I think the only way to provide such a "synchronize-with" relationship for
_t is to turn it into atomic and use release/acquire memory order for the
corresponding load()/store() calls in wait_record.hh.
On Saturday, April 10, 2021 at 11:44:28 PM UTC-4 Waldek Kozaczuk wrote:
> On Friday, April 9, 2021 at 10:37:55 AM UTC-4 Waldek Kozaczuk wrote:
>
>> On Thu, Apr 8, 2021 at 11:15 AM Waldek Kozaczuk <[email protected]>
>> wrote:
>>
>>> On Wed, Apr 7, 2021 at 10:56 AM Waldek Kozaczuk <[email protected]>
>>> wrote:
>>>
>>>>
>>>>
>>>> On Wed, Apr 7, 2021 at 01:36 Waldek Kozaczuk <[email protected]>
>>>> wrote:
>>>>
>>>>> I think you are right about wait_record and memory barriers (unless
>>>>> there is still some hole in our thinking :-)).
>>>>>
>>>>> So let us get back to one of the observations I made and the related
>>>>> question I posed here -
>>>>> https://github.com/cloudius-systems/osv/issues/1123#issuecomment-803710337
>>>>> .
>>>>>
>>>>> The thread::wake_impl() method has a deliberate "if" logic to validate
>>>>> that the current (old) status of the thread is one of the initial states
>>>>> per the specified *allowed_initial_states_mask* argument. If it is
>>>>> NOT, the wake_impl() simply returns without actually waking a thread
>>>>> (setting need_reschedule to true or calling send_wakeup_ipi()). It is
>>>>> interesting that neither wake_impl() nor wake() returns a result of the
>>>>> "waking process" - the return type is void. I wonder what the rationale
>>>>> behind it was. Maybe in most cases, it does not matter whether we really
>>>>> wake it or not. But maybe in some, it does and we should be able to know
>>>>> that thread was not really woken.
>>>>>
>>>>> Normally the thread, the wake_impl() is called on (per st argument)

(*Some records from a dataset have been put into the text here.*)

PR #949, opened 2020-11-29
Polyfilled test selector optimizations 

izelnakri:
- In the first commit we introduce a polyfill for ie11 to support `Array.from` and `Array.prototype.find`.
- In the second commit we optimize `findAll()` and `waitFor` to use `Array.from`
- In the third commit we optimize `triggerKeyEvent` to use `array.find()` instead of `array.filter(predicate)[0]`;

### DIFF
--- a/addon-test-support/@ember/test-helpers/dom/find-all.ts
+++ b/addon-test-support/@ember/test-helpers/dom/find-all.ts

>>>>> would be most likely in the *waiting* state. But clearly, it does not
>>>>> have to be the case always - the same thread could have just been woken
>>>>> by
>>>>> another thread on another CPU for example.
>>>>>
>>>>> I have added these debug printouts to see what states thread might be
>>>>> when woke_impl() is called:
>>>>>
>>>>> void thread::wake_impl(detached_state* st, unsigned
>>>>> allowed_initial_states_mask)
>>>>> {
>>>>> status old_status = status::waiting;
>>>>> trace_sched_wake(st->t);
>>>>> while (!st->st.compare_exchange_weak(old_status, status::waking)) {
>>>>> if (!((1 << unsigned(old_status)) &
>>>>> allowed_initial_states_mask)) {
>>>>> * if (allowed_initial_states_mask == ((1 <<
>>>>> unsigned(status::waiting)) | (1 << unsigned(status::sending_lock)))) {*
>>>>> * if (old_status != status::waiting && old_status !=
>>>>> status::sending_lock) {*
>>>>> * debug_early_u64("! wake_impl: ",
>>>>> (unsigned)old_status);*
>>>>>
>>>>> * } *
>>>>> * } *
>>>>> return;
>>>>> }
>>>>> }
>>>>>
>>>>> Please note I am specifically logging only cases when wake_impl() is
>>>>> called from thread::wake_with_from_mutex(Action action). With one CPU, I
>>>>> occasionally see that "queued" is logged. With 2 CPUs, besides "queued",
>>>>> I
>>>>> also occasionally see "waking" and "running", which is interesting. Most
>>>>> of
>>>>> the time even if I see these "waking" and "running" printouts, OSv would
>>>>> NOT hang. But sometimes it would right after.
>>>>>
>>>> I think that “queued” is not an issue as this thread is in the runqueue
>>>> and will eventually be running. With single CPU the running case is
>>>> impossible (one thread can be running) and waking is also ok.
>>>>
>>>> I wonder if step 2 below is ever possible or should be?
>>>>
>>>> Or maybe we have some memory ordering issue with waitlist when popping
>>>> a waiter is not visible on other cpu and it is still in that list or maybe
>>>> we have duplicates of the same thread.
>>>>
>>>>>
>>>>> Now if we focus on lockless mutex (core/lfmutex.cc) and two key
>>>>> methods - lock() and unlock() - I think we can imagine following scenario:
>>>>>
>>>>> 1. Thread T1 on CPU0 calls lock() on some lock-free mutex M and ends
>>>>> up creating a wait_record "waiter" on the stack (could NOT acquire the
>>>>> lock), adds "waiter" to the M waitqueue, and finally calls waiter.wait()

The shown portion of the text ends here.